Но пришла и увяла весна.
Жизнь пошла по распутистым тропкам.
И теперь вот сижу у окна
Поседел за тюремной решеткой.
Не по сердцу мне здесь ничего.
Край чужой, чужеземные дали.
Извели, измотали всего,
В душу, грубо смеясь, наплевали.
А на воле осенняя грусть.
Рощи, ветром побитые, никнут.
Все равно я домой возвращусь,
И родные края меня примут.
Знаю, счастье мое впереди:
Грязь я смою, а грубость запрячу,
И прижмусь к материнской груди,
И от счастья тихонько заплачу.
Здравствуй, милая, добрая мать!
Обнимаю тебя, и целую.
Остается мне верить и ждать,
Что застану тебя я живую.
В ОСЕННИЙ ДЕНЬ
В осенний день, бродя как тень,
Зашел я в первоклассный ресторан.
Но там прием нашел холодный.
Посетитель я негодный:
У студента вечно пуст карман.
Официант - какой-то франт
В сиянье накрахмаленных манжет.
Он подошел, шепнул на ушко:
"Здесь, приятель, не пивнушка,
Для таких, как ты, здесь места нет".
А год спустя, за это мстя,
Я затесался в дивный синдикат.
И, подводя итог итогу,
Стал на новую дорогу,
И надел шкарята без заплат.
Официант - все тот же франт.
В клиенте каждом понимает толк.
Он подошел ко мне учтиво,
Подает мне пару пива,
Предо мной вертится как волчок.
Кричу я в тон: "Хэлло, гарсон!",
В отдельный кабинет перехожу я.
Эй, приглашайте мне артистов,
Скрипачей, саксофонистов.
Вот теперь себя вам покажу я.
Сегодня - ты, а завтра - я.
Судьба-злодейка ловит на аркан.
Сегодня пир даю я с водкой,
Завтра снова за решеткой.
Запрягаю вечный шарабан.
А шарабан мой - американка.
Какая ночь! Какая пьянка!
Друзья, танцуйте, пойте, пейте,
А надоест - посуду бейте.
Я заплачу.
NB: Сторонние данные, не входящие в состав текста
PR #257, opened 2016-06-10
Separate update h v geometry checks

stephenmdangelo:
As you can see, I stumbled upon this one in a super-specific use-case.

I believe I've made the test the simplest possible case, and commented the important bits.


ChALkeR:
LGTM, thanks! Squashing and merging.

За все плачу.
ВДАЛИ ШУМЕЛИ КАМЫШИ
Среди бушующей толпы
Судили парня молодого.
Он был красив и молчалив,
Но в жизни сделал много злого.
Его хотели расстрелять,
Но он просил у судей слова.
Ему не смели отказать
В законе права нет такого.
"Когда мне было десять лет,
Я из семьи родной сорвался.
Я научился воровать,
И со шпаною повязался.
Когда мне было двадцать лет,
Я был в кругу ребят фартовых.
И то, что грабил я один,
Мы всё делили меж собою.
Однажды мы вошли в село,
Где люди мирно-тихо спали.
И стали грабить один дом,
Но света в нем не зажигали.
Когда я взялся зажечь свет,
О боже, что я там увидел.
О боже, ты меня прости
Я сам себя возненавидел.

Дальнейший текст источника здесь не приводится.